Proof of Theorem nvvcop

Step	Hyp	Ref	Expression
1		df-nv 8207	. . . 4 |- NrmCVec = {<.<.g, s>., n>. | (<.g, s>. e. CVec /\ n:ran g-->RR /\ A.x e. ran g(((n` x) = 0 -> x = (Id` g)) /\ A.y e. CC (n` (ysx)) = ((abs` y) x. (n` x)) /\ A.y e. ran g(n` (xgy)) <_ ((n` x) + (n` y))))}
2		3simp1 790	. . . . . 6 |- ((<.g, s>. e. CVec /\ n:ran g-->RR /\ A.x e. ran g(((n` x) = 0 -> x = (Id` g)) /\ A.y e. CC (n` (ysx)) = ((abs` y) x. (n` x)) /\ A.y e. ran g(n` (xgy)) <_ ((n` x) + (n` y)))) -> <.g, s>. e. CVec)
3	2	ssoprab2i 4014	. . . . 5 |- {<.<.g, s>., n>. | (<.g, s>. e. CVec /\ n:ran g-->RR /\ A.x e. ran g(((n` x) = 0 -> x = (Id` g)) /\ A.y e. CC (n` (ysx)) = ((abs` y) x. (n` x)) /\ A.y e. ran g(n` (xgy)) <_ ((n` x) + (n` y))))} (_ {<.<.g, s>., n>. | <.g, s>. e. CVec}
4		dfoprab2 3997	. . . . . . 7 |- {<.<.g, s>., n>. | <.g, s>. e. CVec} = {<.x, n>. | E.gE.s(x = <.g, s>. /\ <.g, s>. e. CVec)}
5		eleq1 1537	. . . . . . . . . . . 12 |- (x = <.g, s>. -> (x e. CVec <-> <.g, s>. e. CVec))

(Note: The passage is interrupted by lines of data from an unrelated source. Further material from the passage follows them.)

PR #2599, opened 2023-06-27
esc_calibration: document latest functionality

MaEtUgR:
For the 1.14 release because we already changed the actuator configuration and users will need to go through their setups I also corrected the PWM calibration and the default PWM values.

See https://github.com/PX4/PX4-Autopilot/pull/21711 and https://github.com/PX4/PX4-Autopilot/pull/21513

This is the documentation change with it. And needs to be referenced by the release notes.

- [ ] Depends on  https://github.com/PX4/PX4-Autopilot/pull/21513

6	5	pm5.32i 647	. . . . . . . . . . 11 |- ((x = <.g, s>. /\ x e. CVec) <-> (x = <.g, s>. /\ <.g, s>. e. CVec))
7	6	2exbii 1054	. . . . . . . . . 10 |- (E.gE.s(x = <.g, s>. /\ x e. CVec) <-> E.gE.s(x = <.g, s>. /\ <.g, s>. e. CVec))
8		19.41vv 1308	. . . . . . . . . 10 |- (E.gE.s(x = <.g, s>. /\ x e. CVec) <-> (E.gE.s x = <.g, s>. /\ x e. CVec))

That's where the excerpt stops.